Hong Kong's Health Secretary, York Chow, held talks with Chinese counterparts in Beijing Tuesday about the safety of the food China is exporting to the territory.

Speaking after the meetings, Mr. Chow says Hong Kong and Beijing have agreed to communicate better over health issues.

Mr. Chow made the trip after a rapid-fire series of food scares erupted over infected pork and tainted fish and eel from the mainland, where most of Hong Kong's supply of fresh food comes from.

A pig-borne bacterial disease has recently killed dozens of people in Sichuan Province and infected people in several other provinces. At least 11 cases of the disease have also been reported in Hong Kong, although there have been no deaths here so far. Sichuan pork was banned here after the outbreak was reported earlier this month.

Last week, eel and several varieties of freshwater fish from Southern and Eastern China were found to be contaminated by cancer-causing toxins. Hong Kong has not banned mainland fish, but exports have fallen, pushing fish prices up in the city.

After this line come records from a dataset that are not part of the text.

PR #1746, opened 2021-03-02
Fix minikube IP for docker driver

DimitarPetrov:
**Description**

`minikube ip` returns 127.0.0.1 in the case of docker driver (by design) which is not valid inside the cluster as it represents localhost for the container. Therefore test-definitions fail on minikube with docker driver.


KirilKabakchiev (approved):
the deploy-and-test.sh script is used by the prow pr job that starts the tests with minikube (https://github.com/kyma-project/test-infra/blob/14fab4c9de15bd8a3a3de76e384700e8b1af7354/prow/scripts/provision-vm-compass.sh#L130). You could add the docker driver arg in the script (so that we also have the tests on pr running with minikube with docker driver)

PR #1748, opened 2021-03-04
Async deletion test

dzahariev:
**Description**

- e2e test for Async operation

**Pull Request status**
- [x] Implementation
- [x] Unit tests
- [x] Integration tests


dzahariev:
Validated

nkanchev (dismissed):

components/external-services-mock/pkg/webhook/webhook.go
```diff
@@ -0,0 +1,83 @@
...
+}
+
+const (
+	OperationPath                     = "webhook/delete/operation"
+	DeletePath                        = "webhook/delete"
+	OperationResponseStatusOK         = "SUCCEEDED"
+	OperationResponseStatusINProgress = "IN_PROGRESS"
+)
+
+var isOk bool
```
NickyMateev, line 23: `isOk` is too general for me, I can't get any semantics for its meaning until I've looked around in the handlers. Maybe rename it to something like `deletionInvoked` or `hasDeletionStarted`, or something which has more meaning.

components/external-services-mock/pkg/webhook/webhook.go
```diff
@@ -0,0 +1,83 @@
+package webhook
+
+import (
+	"encoding/json"
+	"net/http"
+)
+
+type OKRequestData struct {
```
NickyMateev, line 8: Move the struct definitions below the `const` and `var` definitions

components/external-services-mock/pkg/webhook/webhook.go
```diff
@@ -0,0 +1,83 @@
...
+			rw.WriteHeader(http.StatusOK)
+		} else {
+			rw.WriteHeader(http.StatusLocked)
+		}
+	}
+}
+
+func NewWebHookOperationHTTPHandler() func(rw http.ResponseWriter, r *http.Request) {
+	return func(rw http.ResponseWriter, r *http.Request) {
+		if r.Method == http.MethodGet {
```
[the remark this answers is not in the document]
NickyMateev: Also, if we're always going to just flip the switch to `isOK: false` then it probably doesn't make sense to have the dedicated `OKRequestData` struct which parses some payload in order to determine what value to set to the boolean flag.

components/external-services-mock/pkg/webhook/webhook_test.go
```diff
@@ -0,0 +1,87 @@
...
+		handler := http.HandlerFunc(webhook.NewWebHookOperationHTTPHandler())
+		handler.ServeHTTP(rr, req)
+		require.Equal(t, http.StatusOK, rr.Code)
+		require.Contains(t, rr.Body.String(), webhook.OperationResponseStatusINProgress)
+
+		// Verify is locked
+		req, err = http.NewRequest(http.MethodGet, "/webhook/delete", nil)
+		require.NoError(t, err)
+		rr = httptest.NewRecorder()
+		handler = http.HandlerFunc(webhook.NewDeleteHTTPHandler())
```
NickyMateev, line 51: Unnecessary cast to `http.HandlerFunc`

components/external-services-mock/pkg/webhook/webhook_test.go
```diff
@@ -0,0 +1,87 @@
...
+		handler := http.HandlerFunc(webhook.NewWebHookOperationHTTPHandler())
+		handler.ServeHTTP(rr, req)
+		require.Equal(t, http.StatusOK, rr.Code)
+		require.Contains(t, rr.Body.String(), webhook.OperationResponseStatusOK)
+
+		// Verify is unlocked
+		req, err = http.NewRequest(http.MethodGet, "/webhook/delete", nil)
+		require.NoError(t, err)
+		rr = httptest.NewRecorder()
+		handler = http.HandlerFunc(webhook.NewDeleteHTTPHandler())
```
NickyMateev, line 83: Also unnecessary cast

tests/director/external-services-mock-integration/async_api_delete_test.go
```diff
@@ -0,0 +1,171 @@
+package external_services_mock_integration
```
NickyMateev, line 1: Not sure these tests should be in the `tests/director/external-service-mock-intergration` directory. We created the [`tests/operations-controller`](https://github.com/kyma-incubator/compass/tree/master/tests/operations-controller) directory for precisely these tests.
From one point of view we do test scenarios relating to external systems in general in the `tests/director/external-service-mock-intergration` directory (ex. auditlog & fetch requests) and in this sense these tests do make sense to be here.
But from another point of view these tests cover much bigger scenarios than the auditlog & fetch requests scenarios. Also eventually we might want to add more operations-controller e2e tests which would potentially make the `tests/director/external-service-mock-intergration` directory very operations-controller -centric instead of having more general purpose tests in it which don't have a better place to be in. For these exact reasons I think we wanted to have the `tests/operations-controller` directory.

Maybe we can discuss it in the next daily standup? 🙂

tests/director/external-services-mock-integration/async_api_delete_test.go
```diff
@@ -0,0 +1,171 @@
...
+
+func TestAsyncAPIDeleteApplication(t *testing.T) {
+	var (
+		operationFullPath = fmt.Sprintf("%s%s", testConfig.ExternalServicesMockBaseURL, webhook.OperationPath)
+		deleteFullPath    = fmt.Sprintf("%s%s", testConfig.ExternalServicesMockBaseURL, webhook.DeletePath)
+	)
+
+	ctx, cancel := context.WithCancel(context.Background())
+	defer cancel()
+	appName := fmt.Sprintf("app-async-del-%s", time.Now().Format("060102150405"))
```
NickyMateev, line 38: You can use ``time.Now().Format(time.RFC3339Nano)` here instead of hardcoding.
Example: https://github.com/kyma-incubator/compass/blob/252d77cd7a5028dc39e6d6b8f782b7e58ad07bc6/components/operations-controller/internal/k8s/status/manager_test.go#L252

tests/director/external-services-mock-integration/async_api_delete_test.go
```diff
@@ -0,0 +1,171 @@
...
+	operationName := fmt.Sprintf("application-%s", app.ID)
+	t.Log(fmt.Sprintf("Check operation CR with name %s is created", operationName))
+	operation, err := operationsK8sClient.Get(ctx, operationName, metav1.GetOptions{})
+	require.NoError(t, err)
+	require.NotEmpty(t, operation)
+
+	t.Log(fmt.Sprintf("Verify operation CR with name %s is in progress", operationName))
+	counter := 0
+	isInDesiredState, webhookResponse = isWebhookOperationInDesiredState(t, operationFullPath, webhook.OperationResponseStatusINProgress)
+	for (!isInDesiredState) && counter < 100 {
```
NickyMateev, line 92: Instead of maintaining a counter and looping with `for` you can leverage `require.Eventually`, something we did in SM as well. Here's an example:

```
require.Eventually(t, func() bool {
		// logic here -> function will run every 5 seconds for 2minutes until the function returns `true`
	}, 2*time.Minute, 5*time.Second)
```

https://github.com/kyma-incubator/compass/blob/59756f9b7ca08a29d21f3de68ff2c9584f3284ea/components/operations-controller/controllers/operation_controller_integration_test.go#L157

tests/director/external-services-mock-integration/async_api_delete_test.go
```diff
@@ -0,0 +1,171 @@
...
+		time.Sleep(time.Second * 5)
+		isInDesiredState, webhookResponse = isWebhookOperationInDesiredState(t, operationFullPath, webhook.OperationResponseStatusINProgress)
+		counter++
+	}
+	isInDesiredState, webhookResponse = isWebhookOperationInDesiredState(t, operationFullPath, webhook.OperationResponseStatusINProgress)
+	require.True(t, isInDesiredState, fmt.Sprintf("Webhook responded with: %s. Expected state: %s", webhookResponse, webhook.OperationResponseStatusINProgress))
+
+	t.Log("Verify the application status in director is 'ready:false'")
+	application := getApplication(t, ctx, dexGraphQLClient, testConfig.DefaultTenant, app.ID)
+	require.False(t, application.Ready, "Application is not in status ready:false")
```
NickyMateev, line 103: Tweak the fixtures and also assert the `application.Error` field that it is empty. Additionally assert the timestamps, most notably the deletion timestamp that it's not null (and it's around the current time? because you cannot assert an exact time)

NickyMateev (changes requested):

chart/compass/templates/gateway-external-services-integration.yaml
```diff
@@ -85,4 +85,40 @@ spec:
...
+kind: ServiceAccount
+metadata:
+  name: {{ .Chart.Name }}-operations-tests-service-account
+  namespace: kyma-system
+---
+apiVersion: rbac.authorization.k8s.io/v1
+kind: Role
+metadata:
+  name: {{ .Chart.Name }}-operations-tests-operations-role
+  namespace: compass-system
```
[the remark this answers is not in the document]
dzahariev: Yes. The reason is that the test is running in kyma-system namespace, and the operations are created in compass-systm namespace. So we need to have this binding to allow test to read operations.

installation/scripts/testing-suite.sh
```diff
@@ -0,0 +1,107 @@
+#!/usr/bin/env bash
```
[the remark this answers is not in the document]
dzahariev: Sure, we can remove it.

tests/director/run-compass-gateway-external-services-integration.sh
```diff
@@ -0,0 +1,8 @@
+#!/usr/bin/env bash
```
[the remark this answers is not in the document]
dzahariev: Will be removed too

tests/director/external-services-mock-integration/async_api_delete_test.go
dzahariev: time.RFC3339Nano  contains special symbols, spaces and is too long for this field.

tests/director/external-services-mock-integration/async_api_delete_test.go
dzahariev: Sure, let discuss it.

components/external-services-mock/pkg/webhook/webhook.go
```diff
@@ -0,0 +1,83 @@
...
+
+var isOk bool
+
+func NewDeleteHTTPHandler() func(rw http.ResponseWriter, r *http.Request) {
+	return func(rw http.ResponseWriter, r *http.Request) {
+		if isOk {
+			isOk = false
+			rw.WriteHeader(http.StatusOK)
+		} else {
+			rw.WriteHeader(http.StatusLocked)
```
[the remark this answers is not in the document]
dzahariev: For this test the "lock" represent the real state. As the operation is now locked for deletion.

components/external-services-mock/pkg/webhook/webhook.go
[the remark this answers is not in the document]
dzahariev: We make refactoring and now - GET is used to read state, POST to change it and DELETE to initiate deletion of system.

nkanchev (approved):

NickyMateev (approved):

This woman, shopping in a fresh food market, says the government should have acted sooner on the problem, because so many people eat pork and fish. She says she will eat more vegetables from now on.

The Chinese typically demand fresh ingredients for their food. Housewives, cooks and domestic helpers often shop at the fresh food markets at least once a day.

This butcher, who sells only pork from local farms, said the health scare has destroyed his business. He says the government should never have imported infected pigs. Now, he says, people are also afraid to buy local pork.

Mr. Chow, the health secretary, said Hong Kong will now resume imports of pork from Sichuan Province, where the swine disease first broke out. Beijing says the outbreak is under control.

But on Tuesday, three new infections and one death were reported in Guangdong province, just across the border from Hong Kong.

A lack of transparency from Beijing about the health scares has left many people in Hong Kong worried about a repeat of the Severe Acute Respiratory Syndrome (SARS)crisis in 2003. China covered up the origin of that new disease in Southern China until it began to spread worldwide, eventually killing 800 people.